PR #421, opened 2022-09-27
Add rate control event

### LINKED ISSUE #21: Stats for congestion control and bandwidth estimation

pthatcher:
Fixes #21 by adding an event to give RateControlFeedback to let the application know the maximum rate it should send at to avoid queuing.

***
<a href="https://pr-preview.s3.amazonaws.com/pthatcher/webtransport/pull/421.html" title="Last updated on Feb 14, 2023, 4:04 PM UTC (adacfb9)">Preview</a> | <a href="https://pr-preview.s3.amazonaws.com/w3c/webtransport/421/bb7a74b...pthatcher:adacfb9.html" title="Last updated on Feb 14, 2023, 4:04 PM UTC (adacfb9)">Diff</a>


index.bs
```diff
@@ -549,8 +549,16 @@ interface WebTransport {
   Promise&lt;WebTransportSendStream&gt; createUnidirectionalStream();
   /* a ReadableStream of WebTransportReceiveStream objects */
   readonly attribute ReadableStream incomingUnidirectionalStreams;
+
+  /* of type CongestionControlFeedbackEvent */
+  attribute EventHandler oncongestioncontrolfeedback;
 };
 
+interface CongestionControlFeedbackEvent: Event {
+  readonly attribute unsigned long? targetBps;
```
jan-ivar: The design principle [§ 7.7. Use plain Events for state](https://w3ctag.github.io/design-principles/#state-and-subclassing) would suggest:
```js
wt.oncongestioncontrolfeedback = () => foo(wt.targetBps);
```

...which I suppose begs the question of why not
```js
wt.oncongestioncontrolfeedback = async () => foo((await wt.getStats()).targetBps);
```
...which in turn leaves me wondering why we need an event if it's firing on a fixed cadence...
```js
setInterval(async () => foo((await wt.getStats()).targetBps), 100);
```
Or is the idea it only fires when congestion changes? That's really the only way events "avoids pulling".

aboba: The argument for having `targetBps` be an event rather than another statistic is that `targetBps` might be needed more frequently than the rest of the statistics. If so, then you'd avoid polling `getStats()` more frequently than necessary. 

[Salsify ](https://snr.stanford.edu/salsify/) argues for the ability to adjust bandwidth usage on frequent basis (possibly per frame), based on available bandwidth. The adjustment could be made by changing per-frame QP (in progress in WebCodecs) or dropping/adding an extension layer.  Salsify makes an argument that frequent adjustment yields better video quality than adjusting the average target bitrate every keyframe.

jan-ivar:
Meeting:
- Figure out what data we want and how it will be used before we work out how to deliver it
- expected size of congestion window (how much you can send in one roundtrip), remaining/total availability, rtt?, calculations just focused at the next frame, or projections multiple frames ahead? a complex problem, and the information we are able to provide isn't well suited
- iframe is 40kb, it's going to take me 4 rtts to send, -> lower resolution etc.
- how big a frame can I send?
- reporting congstion window leads may lead to odd outcomes, like underutilizing bandwidth.
- a leaky abstraction, whereas sites need a lot of context

wilaw:
@pthatcher  - while we debate this PR, can you fix the ipr issue signalled above? The system would like you to link your github accounts with your W3C account so that PRs can be automatically accepted.

pthatcher:
> @pthatcher - while we debate this PR, can you fix the ipr issue signalled above? The system would like you to link your github accounts with your W3C account so that PRs can be automatically accepted.

It's fixed now.

index.bs
pthatcher: The idea is that the event would only fire when the value changes, so calling .getStats() doesn't make sense, nor does a fixed cadence.

pthatcher: Which somewhat contradicts what I wrote in the PR :).  I don't remember why I put in an interval.  I think I'll just change it to "fire when it changes".

pthatcher:
> Meeting:
> 
> * Figure out what data we want and how it will be used before we work out how to deliver it

I think we want a bitrate that means "if you write this much or less, you won't cause queueing", so you can go throttle you video encoder, for example. 

> * expected size of congestion window (how much you can send in one roundtrip), remaining/total availability, rtt?, calculations just focused at the next frame, or projections multiple frames ahead? a complex problem, and the information we are able to provide isn't well suited

I don't think we need anything more complex than the bitrate you should send at that will avoid queueing.

> * iframe is 40kb, it's going to take me 4 rtts to send, -> lower resolution etc.

Does anyone do rate control that way (based on RTT)?   It seems strange to me, but I suppose you could calculate it using the RTT. 

> * how big a frame can I send?

I think it's less about an individual frame and more about bitrate over time.  If you exceed the bitrate for a brief period (with a key frame), it will queue, so make sure you go lower than the target rate for a while after to a make sure it drains.

> * reporting congstion window leads may lead to odd outcomes, like underutilizing bandwidth.
> * a leaky abstraction, whereas sites need a lot of context

I think we should stick with the rate, not the window.  In fact, many algorithms, like googcc calculate target rate directly, not a window.

index.bs
pthatcher: I made it a max interval so if it doesn't change, it doesn't fire, and if it changes a lot, it will be throttled.  Hopefully that's the best of both worlds (avoid polling and avoid too often of an event).

index.bs
```diff
@@ -549,8 +549,20 @@ interface WebTransport {
...
+  attribute unsigned long? congestionControlFeedbackMinIntervalMs;
+  /* of type CongestionControlFeedbackEvent */
+  /* fires when the value changes, but at most every congestionControlFeedbackMinIntervalMs */
+  attribute EventHandler oncongestioncontrolfeedback;
 };
 
+interface CongestionControlFeedbackEvent: Event {
+  /* The rate you should send, on average, to avoid queuing */
+  readonly attribute unsigned long? averageTargetBps;
+}
```
jan-ivar, line 563:
```
      FATAL ERROR: IDL SYNTAX ERROR LINE: 35 - expected ";"
```

index.bs
```diff
@@ -549,8 +549,20 @@ interface WebTransport {
   Promise&lt;WebTransportSendStream&gt; createUnidirectionalStream();
   /* a ReadableStream of WebTransportReceiveStream objects */
   readonly attribute ReadableStream incomingUnidirectionalStreams;
+
+  /* if unset, default is 1 second */
+  attribute unsigned long? congestionControlFeedbackMinIntervalMs;
+  /* of type CongestionControlFeedbackEvent */
+  /* fires when the value changes, but at most every congestionControlFeedbackMinIntervalMs */
+  attribute EventHandler oncongestioncontrolfeedback;
```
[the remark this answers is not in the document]
pthatcher: I changed to "RateControl" instead of "CongestionControl".

index.bs
pthatcher: I hope I fixed it.

index.bs
pthatcher: This if fixed (an event with no payload plus a property).

pthatcher:
I think this is ready for more review.

index.bs
```diff
@@ -549,6 +549,18 @@ interface WebTransport {
...
+  attribute unsigned long? rateControlFeedbackMinIntervalMs;
+  /* fires when the value changes, but at most every rateControlFeedbackMinIntervalMs */
+  attribute EventHandler onratecontrolfeedback;
+  readonly attribute RateControlFeedback rateControlFeedback;
+};
+
+[Exposed=(Window,Worker), SecureContext]
+interface RateControlFeedback {
+  /* The rate you should send, on average, to avoid queuing */
+  readonly attribute unsigned long? averageTargetBps;
```
martinthomson, line 563: bits or bytes?

over what period?

martinthomson (commented):
Do you have any plans to write some prose to go with this?

index.bs
```diff
@@ -549,6 +549,18 @@ interface WebTransport {
   Promise&lt;WebTransportSendStream&gt; createUnidirectionalStream();
   /* a ReadableStream of WebTransportReceiveStream objects */
   readonly attribute ReadableStream incomingUnidirectionalStreams;
+
+  /* if unset, default is 1 second */
+  attribute unsigned long? rateControlFeedbackMinIntervalMs;
+  /* fires when the value changes, but at most every rateControlFeedbackMinIntervalMs */
```
martinthomson, line 555: "the value" here refers to which now?

jan-ivar: Is there a lot of precedent for putting typing ("Ms") into names? I would have expected `rateControlFeedbackMinInterval`. 

I think milliseconds can be inferred in the web platform thanks to [§ Use milliseconds for time measurement](https://w3ctag.github.io/design-principles/#milliseconds).

pthatcher: I removed the Ms suffix.

index.bs
pthatcher: Bits, and I made the period question clear in the text backing up the IDL.

pthatcher:
> Do you have any plans to write some prose to go with this?

I have added prose.

pthatcher:
> Meeting:
> 
> * unsigned long long
> * time range? rtt? coming out of a congestion control algorithm
> * what about pooling? Is it over multiple sessions?
> * algorithms to back up webidl

All of these have been added/fixed.

pthatcher:
I changed to a dictionary due to some feedback during one of the meetings, but now I find that I can't do that with an attribute.  Should I use a getter method or change back to an interface?

pthatcher:
From discussion:
1. Change field from "dequeueRate" to "sendRate"
2. Change .rateConfrolFeedback back to an interface
3. Add something to the privacy section about this value when polling is happening.

index.bs
```diff
@@ -1765,6 +1786,68 @@ object |transport|, run these steps.
...
+  </tr>
+ </tbody>
+</table>
+
+## Attributes ##  {#rate-control-feedback-attributes}
+
+: <dfn for="WebTransportRateControlFeedback" attribute>sendRate</dfn>
+:: The getter steps are to return [=this=]'s {{WebTransportRateControlFeedback/[[SendRate]]}}.
+   This is the rate at which queued data will be dequeued and sent by the user agent, in bits per second.
+   If the application wishes to avoid queuing, it should not send more than this rate.
```
jan-ivar, line 1825: We try to avoid "should" except for normative statments, and we can't make normative statements on applications. How about:   
```suggestion
   If the application wishes to avoid queuing, it can send less than at this rate.
```
?

index.bs
```diff
@@ -2081,6 +2164,17 @@ that the client knows what the server certificate is or how to contact it is
 not sufficient.  The application has to establish the identity of the client
 in-band if necessary.
 
+## Pooled Sessions
+
+When pooling, if information from to session is affected by the activity of another
```
jan-ivar, line 2169:
```suggestion
When pooling, if information from one session is affected by the activity of another
```

index.bs
```diff
@@ -1765,6 +1786,68 @@ object |transport|, run these steps.
...
+send rate {sendRate}, run these steps.
+
+1. Let |feedback| be a [=new=] {{WebTransportRateControlFeedback}}, with:
+    : {{WebTransportRateControlFeedback/[[SendRate]]}}
+    :: |sendRate|
+1. Return |feedback|.
+</div>
+
+<div algorithm="updating a WebTransportRateControlFeedback">
+When the user agent changes the rate at which is dequeues and sends for a [=session=],
```
jan-ivar, line 1845:
```suggestion
When the user agent changes the rate at which it dequeues bytes for sending on a [=session=],
```

pthatcher:
I have resolved everything addressed in the meeting and the comments in the PR.

index.bs
```diff
@@ -56,10 +56,12 @@ Boilerplate: omit conformance
 <pre class="link-defaults">
 spec:infra; type:dfn; for:set; text:for each
 spec:infra; type:dfn; for:/; text:set
+spec:infra; type:dfn; text:implementation-defined
 spec:streams; type:interface; text:ReadableStream
 spec:fetch; type:dfn; for:/; text:fetch
 spec:url; type:dfn; text:scheme
 spec:url; type:dfn; text:fragment
+spec:webdriver-bidi; type:dfn; text:session
```
pthatcher, line 64: I needed to add this to make bikshed work happy, but it seems to have nothing to do with my PR and it seems wrong.

index.bs
```diff
@@ -855,6 +863,20 @@ these steps.
...
+: <dfn for="WebTransport" attribute>rateControlFeedbackMinInterval</dfn>
+:: The application's preference, if changed from the default,
+   for the minimum interval between any two times when
+   [=this=]'s onratecontrolfeedback is fired.
+   This effectively allows the application
+   to control the maximum frequency of this event.
+
+: <dfn for="WebTransport" attribute>onratecontrolfeedback</dfn>
+:: Fired when [=this=]'s rateControlFeedback changes.
+   May be delayed by  [=this=]'s rateControlFeedbackMinInterval.
```
jan-ivar, line 875: Spec should define the `ratecontrolfeedback` event, not just the `onratecontrolfeedback` event handler which are separate things.

jan-ivar:
Also make WebTransport an EventTarget.

index.bs
vasilvv: I think you need to replace all instances of `[=session=]` with `[=WebTransport session=]` in the PR.

pthatcher:
I've done my best to make WebTransport an EventTarget and define the ratecontrolfeedback event, copying off of the WebRTC and WebCodecs specs.  Please let me know what I did wrong :).

index.bs
```diff
@@ -663,6 +669,8 @@ agent MUST run the following steps:
    congestion control algorithms that optimize for |congestionControl|, as allowed by
    [[!RFC9002]] [section 7](https://datatracker.ietf.org/doc/html/rfc9002#section-7),
    then set |congestionControl| to `"default"`.
+1. Let |rateControlFeedbackMinInterval| be 1000 milliseconds.
+1. Let |rateControlFeedback| be a [=new=] {{WebTransportRateControlFeedback}}.
```
jan-ivar, line 673: These stack variables are unused in this algorithm. They probably need to be [[InternalSlots]] on the wt instead.

index.bs
```diff
@@ -855,6 +863,26 @@ these steps.
    requested but not satisfied, then the value is `"default"`
    The getter steps are to return [=this=]'s {{[[CongestionControl]]}}.
 
+: <dfn for="WebTransport" attribute>rateControlFeedbackMinInterval</dfn>
+:: The application's preference, if changed from the default,
+   for the minimum interval between any two times when
```
jan-ivar, line 868: As mentioned above, I think we should make the default readable instead to simplify, which would mean rephrasing this.

index.bs
```diff
@@ -855,6 +863,26 @@ these steps.
...
+   [=this=]'s onratecontrolfeedback is fired.
```
jan-ivar, line 869:
```suggestion
   the [=ratecontrolfeedback=] event is fired.
```

index.bs
```diff
@@ -1824,6 +1853,76 @@ object |transport|, and a |sendOrder|, run these steps.
 
 </div>
 
+# Interface `WebTransportRateControlFeedback` #  {#rate-control-feedback}
+
+A {{WebTransportRateControlFeedback}} contains information
+useful for the application to control the rate at which it sends data.
```
jan-ivar, line 1859:
```suggestion
useful for the application to adapt the rate at which it sends data.
```

index.bs
```diff
@@ -1824,6 +1853,76 @@ object |transport|, and a |sendOrder|, run these steps.
...
+  <tr>
+   <th>Internal Slot
+   <th>Description (<em>non-normative</em>)
+  </tr>
+ </thead>
+ <tbody>
+  <tr>
+   <td><dfn>`[[SendRate]]`</dfn>
+   <td class="non-normative">The rate at which the {{WebTransport}} dequeues and sends data,
+   which is the maximum rate the applcation should send at to avoid queuing.
```
jan-ivar, line 1883:
```suggestion
   which is the maximum rate the application can send at without inducing queue buildup.
```

index.bs
```diff
@@ -1824,6 +1853,76 @@ object |transport|, and a |sendOrder|, run these steps.
...
+</table>
+
+## Attributes ##  {#rate-control-feedback-attributes}
+
+: <dfn for="WebTransportRateControlFeedback" attribute>sendRate</dfn>
+:: The getter steps are to return [=this=]'s {{WebTransportRateControlFeedback/[[SendRate]]}}.
+   This is the rate at which queued data will be dequeued and sent by the user agent, in bits per second.
+   If the application wishes to avoid queuing, it can send at a rate less than this value.
+   This rate applies to all streams and datagrams that share a [=session=]
+   and is calculated using {{WebTransport/congestionControl}}. If this [=session=] is
```
jan-ivar, line 1895:
```suggestion
   and is calculated by the congestion control algorithm (potentially chosen by
   {{WebTransport/congestionControl}}). If this [=session=] is
```

index.bs
```diff
@@ -1824,6 +1853,76 @@ object |transport|, and a |sendOrder|, run these steps.
...
+   pooled with others in a shared [=connection=], it is the rate at which the user
+   agent will drain the queues for this [=session=].  If the user agent cannot
+   determine a value (perhaps because of pooling), it may leave the value unset.
```
jan-ivar, line 1898: Leaving the value unset seems unfortunate, and possibly bad for web compat. Should we encourage user agents to make up a value?

index.bs
```diff
@@ -1824,6 +1853,76 @@ object |transport|, and a |sendOrder|, run these steps.
...
+
+## Procedures ## {#rate-control-feedback-procedures}
+
+<div algorithm="create a WebTransportRateControlFeedback">
+
+To <dfn for=WebTransportRateControlFeedback>create</dfn> a {{WebTransportRateControlFeedback}} with a
+send rate {sendRate}, run these steps.
```
jan-ivar, line 1905:
```suggestion
To <dfn for=WebTransportRateControlFeedback>create</dfn> a {{WebTransportRateControlFeedback}}, given a |sendRate|, run these steps:
```

index.bs
```diff
@@ -1824,6 +1853,76 @@ object |transport|, and a |sendOrder|, run these steps.
...
+    : {{WebTransportRateControlFeedback/[[SendRate]]}}
+    :: |sendRate|
+1. Return |feedback|.
+
+</div>
+
+<div algorithm="updating a WebTransportRateControlFeedback">
+
+When the user agent changes the rate at which it dequeues bytes for sending on a [=session=],
+it MUST run these steps.
```
jan-ivar, line 1917:
```suggestion
When the user agent changes the rate at which it dequeues bytes for sending on a
{{WebTransport}} |transport|'s [=WebTransport/session=],
it MUST [=queue a network task=] with |transport| to run these steps:
```

index.bs
```diff
@@ -1824,6 +1853,76 @@ object |transport|, and a |sendOrder|, run these steps.
...
+
+1. Update the value of {{WebTransportRateControlFeedback/[[SendRate]]}} of the
+   {{WebTransport/rateControlFeedback}} of the [=session=].
+1. Fire an event named {{WebTransport/ratecontrolfeedback}} at the {{WebTransport}} of the [=session=].
```
jan-ivar, line 1921:
```suggestion
1. Set |transport|.{{WebTransport/rateControlFeedback}}.{{WebTransportRateControlFeedback/[[SendRate]]}}
    to the new rate for [=session=].
1. Fire an event named {{WebTransport/ratecontrolfeedback}} at |transport|.
```

index.bs
```diff
@@ -2140,6 +2239,17 @@ that the client knows what the server certificate is or how to contact it is
...
 in-band if necessary.
 
+## Pooled Sessions
+
+When pooling, if information from one session is affected by the activity of another
+session, one session may infer information about the activity of another session.
+For example, if the rate control feedback of one session is affected by the rate at
+which an application is sending data on another session, one session may learn about the
+the rate at which another application is sending data.  To avoid this, a user agent
+may restrict access to information or modify information provided.  For example, it may leave
```
jan-ivar, line 2249: This section is non-normative, so we want to avoid "may" which might be interpreted as MAY.
```suggestion
session, one session could infer information about the activity of another session.
For example, if the rate control feedback of one session is affected by the rate at
which an application is sending data on another session, one session could learn about the
the rate at which another application is sending data.  To avoid this, a user agent
can restrict access to information or modify information provided.  For example, it could leave
```

index.bs
```diff
@@ -2140,6 +2239,17 @@ that the client knows what the server certificate is or how to contact it is
...
+the send rate of the rate control feedback undefined, or modify it to make it more difficult
+to infer anything from it.
```
jan-ivar, line 2251: As mentioned earlier, I'm not sure I like the idea of leaving it undefined. How about something like:
```suggestion
the send rate at an artifical value to make it more difficult to infer anything from it.
```

jan-ivar (changes requested):
Thanks, this is coming together! Lots of detail to work out here, so pardon all the comments.

index.bs
pthatcher: Yes, that looks like it was it.  Thank you.

index.bs
pthatcher: I think that's the case now.

index.bs
pthatcher: OK, I reworded it so the default is readable.

index.bs
pthatcher: I added some internal slots to fix this.

index.bs
```diff
@@ -560,6 +562,10 @@ interface WebTransport {
       optional WebTransportSendStreamOptions options = {});
   /* a ReadableStream of WebTransportReceiveStream objects */
   readonly attribute ReadableStream incomingUnidirectionalStreams;
+
+  attribute unsigned long? rateControlFeedbackMinInterval;
+  attribute EventHandler onratecontrolfeedback;
+  readonly attribute WebTransportRateControlFeedback rateControlFeedback;
```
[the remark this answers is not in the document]
pthatcher: I made #470 and #471 to look at which one we like better (or this one as-is).

index.bs
```diff
@@ -623,6 +627,16 @@ A {{WebTransport}} object has the following internal slots.
    throughput or low latency was requested by the application and satisfied
    by the user agent, or `"default"`.
   </tr>
+  <tr>
+   <td><dfn>`[[RateControlFeedbackMinInterval]]`</dfn>
+   <td class="non-normative">A {{long}} indicating the maximum frequency
+   that the {{WebTransport/ratecontrolfeedback}} will be fired.
```
martinthomson, line 633: Isn't this the minimum time between events?  Or even the duration over which the event is suppressed after receiving another.

Sure interval is inversely proportional to rate, but only loosely.

index.bs
```diff
@@ -2140,6 +2251,16 @@ that the client knows what the server certificate is or how to contact it is
...
 
+## Pooled Sessions
+
+When pooling, if information from one session is affected by the activity of another
+session, one session could infer information about the activity of another session.
+For example, if the rate control feedback of one session is affected by the rate at
+which an application is sending data on another session, one session could learn about the
+the rate at which another application is sending data.  To avoid this, a user agent
+can restrict access to information or modify information provided.  For example, it could leave
+the send rate at an artifical value to make it more difficult to infer anything from it.
```
martinthomson, line 2262: This seems pretty loose.  This boils down to "maybe the browser could work something out", which is pretty unsatisfying.  We should be more concrete, either block access to the attribute (which reveals the presence of another entity, so that needs thought) or define an exemplar strategy for making it available.

index.bs
```diff
@@ -1824,6 +1864,77 @@ object |transport|, and a |sendOrder|, run these steps.
...
+    :: |sendRate|
+1. Return |feedback|.
+
+</div>
+
+<div algorithm="updating a WebTransportRateControlFeedback">
+
+When the user agent changes the rate at which it dequeues bytes for sending on a
+{{WebTransport}} |transport|'s [=WebTransport session=],
+it MUST [=queue a network task=] with |transport| to run these steps:
```
martinthomson, line 1929: This requirement is impossible, or nearly so.  How does the UA monitor the rate?

index.bs
```diff
@@ -1824,6 +1864,77 @@ object |transport|, and a |sendOrder|, run these steps.
...
+
+1. Set |transport|.{{WebTransport/rateControlFeedback}}.{{WebTransportRateControlFeedback/[[SendRate]]}}
+    to the new rate for [=WebTransport session=].
+1. Fire an event named {{WebTransport/ratecontrolfeedback}} at |transport|.
```
martinthomson, line 1933: Where is the event limiting feature here?

martinthomson (commented):
This is incomplete, so I object to it having been merged.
★ ★ ★
Task to complete >> Take every line from the listing above that includes the word "leaky" and copy it.

Task solution >>
- a leaky abstraction, whereas sites need a lot of context
> * a leaky abstraction, whereas sites need a lot of context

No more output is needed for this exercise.